The only objective and independent function poised to do justice to the evaluation of truthfulness is inarguably the Professional Internal Audit. That’s not simply because of internal audit’s technical prowess in the evaluation and improvement in domains of the GRC systems responsible for realizing the entity’s purpose.

Instead, owing to its objectivity and independence, it is more about Internal Audit being well positioned to ask questions on the truthfulness, escalate matters to those charged with governance, raise voice against impairments to the truthfulness of processes and systems and outrightly call out falsehood.

Falsehood that includes:

  • Ethical violations
  • Malpractices
  • Control Environment degradations

Undoubtedly, falsehood is most strongly manifested by ethical violations, malpractices and control environment degradations. This is because they result in misaligned vision, mission, goals and objectives. This is also because they result in deficient and impaired GRC systems and non-compliant processes and practices.

Internal Audit under the sole influence of enabling fulfillment of the objectives of the entity it is serving could be the strongest voice against falsehood. In fact, it has to be and it is! Even if the perpetrators of falsehood include the topmost management executives or members of the governing body, it is internal audit’s job to speak truth to power, unreservedly and unabashedly!

An internal auditor is required to speak truth to power unafraid of its consequences especially when the job could be a casualty. Because loss of objectivity and independence is a bigger casualty. It’s the loss of auditor’s identity!

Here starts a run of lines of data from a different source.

PR #2833, opened 2024-11-05
apps/projects: check if a creator is set for a poll answer/vote to ac…

goapunk:
…commodate the new unregistered voting

**Tasks**
- [x] Changelog

depends on https://github.com/liqd/adhocracy4/pull/1683


m4ra (approved):
thanks!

Truth to power is a serious metric because powers seldom like to hear, see and understand truth. It’s because power makes its own truth. To power the truth is only what it wants to hear, see and understand. Truth that comes from others, especially internal auditors, is not something the powers are looking forward to.

But can that stop us? Can we be afraid of power? Could that ever be us?

 

The antonyms for speaking truth to power in the internal auditor’s context are influenced, spineless, unconscionable and timid.

An internal auditor can be anything but these!

Boards can set the truth to power metric as IA’s KPIs with evaluation criteria focusing on the nature of findings reported pertaining to governance failures, ethical malpractices and control environment degradations.

Alternately, the Boards can establish the antonyms as the IA’s KPIs with evaluation criteria focusing on the deficient audit planning, strategies, findings removed after draft reporting signifying influence / coercion, etc.

And for the sake of leadership that the Boards claim to represent, they should let auditors evaluate their governance failures and speak the whole truth about it!